Data excerpts:
[Start of Attachment]

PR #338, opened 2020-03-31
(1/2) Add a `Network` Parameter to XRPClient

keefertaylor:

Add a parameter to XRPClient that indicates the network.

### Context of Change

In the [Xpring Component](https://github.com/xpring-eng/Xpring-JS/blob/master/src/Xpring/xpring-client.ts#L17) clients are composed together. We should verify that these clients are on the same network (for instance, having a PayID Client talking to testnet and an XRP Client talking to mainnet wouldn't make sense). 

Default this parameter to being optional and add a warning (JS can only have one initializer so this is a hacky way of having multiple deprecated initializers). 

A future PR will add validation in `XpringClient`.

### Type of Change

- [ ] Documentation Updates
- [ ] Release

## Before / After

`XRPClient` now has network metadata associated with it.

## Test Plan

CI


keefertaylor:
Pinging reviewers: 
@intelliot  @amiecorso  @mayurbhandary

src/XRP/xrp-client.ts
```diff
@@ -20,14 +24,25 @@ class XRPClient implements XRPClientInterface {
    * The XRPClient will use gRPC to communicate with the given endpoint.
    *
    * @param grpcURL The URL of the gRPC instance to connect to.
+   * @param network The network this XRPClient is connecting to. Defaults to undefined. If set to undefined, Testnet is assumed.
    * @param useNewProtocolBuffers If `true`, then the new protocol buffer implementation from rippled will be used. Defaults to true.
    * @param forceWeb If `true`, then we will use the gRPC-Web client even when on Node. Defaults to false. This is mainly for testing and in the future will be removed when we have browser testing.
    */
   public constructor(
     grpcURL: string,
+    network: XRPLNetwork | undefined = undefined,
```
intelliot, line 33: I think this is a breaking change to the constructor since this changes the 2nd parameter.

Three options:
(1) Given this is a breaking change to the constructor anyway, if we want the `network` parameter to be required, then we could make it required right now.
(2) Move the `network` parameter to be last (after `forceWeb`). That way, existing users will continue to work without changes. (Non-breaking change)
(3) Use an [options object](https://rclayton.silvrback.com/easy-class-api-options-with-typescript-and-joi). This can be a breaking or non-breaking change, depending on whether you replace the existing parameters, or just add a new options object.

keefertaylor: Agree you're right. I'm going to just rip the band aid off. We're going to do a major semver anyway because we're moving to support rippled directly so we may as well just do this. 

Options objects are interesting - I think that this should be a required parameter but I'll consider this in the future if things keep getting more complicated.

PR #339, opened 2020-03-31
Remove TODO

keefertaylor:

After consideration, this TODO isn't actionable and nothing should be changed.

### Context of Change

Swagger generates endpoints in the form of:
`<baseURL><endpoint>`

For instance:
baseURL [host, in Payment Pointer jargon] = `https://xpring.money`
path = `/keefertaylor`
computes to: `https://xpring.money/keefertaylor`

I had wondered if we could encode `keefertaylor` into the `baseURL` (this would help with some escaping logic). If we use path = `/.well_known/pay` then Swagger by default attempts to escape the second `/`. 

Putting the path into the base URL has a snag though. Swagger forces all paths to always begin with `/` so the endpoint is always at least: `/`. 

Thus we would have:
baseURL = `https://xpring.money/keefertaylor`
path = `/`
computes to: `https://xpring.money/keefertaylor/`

[End of Attachment]

Lines from the entries that contain the string "TODO" must be found and copied.

● SOLUTION FOR THIS EXERCISE:
Remove TODO
After consideration, this TODO isn't actionable and nothing should be changed.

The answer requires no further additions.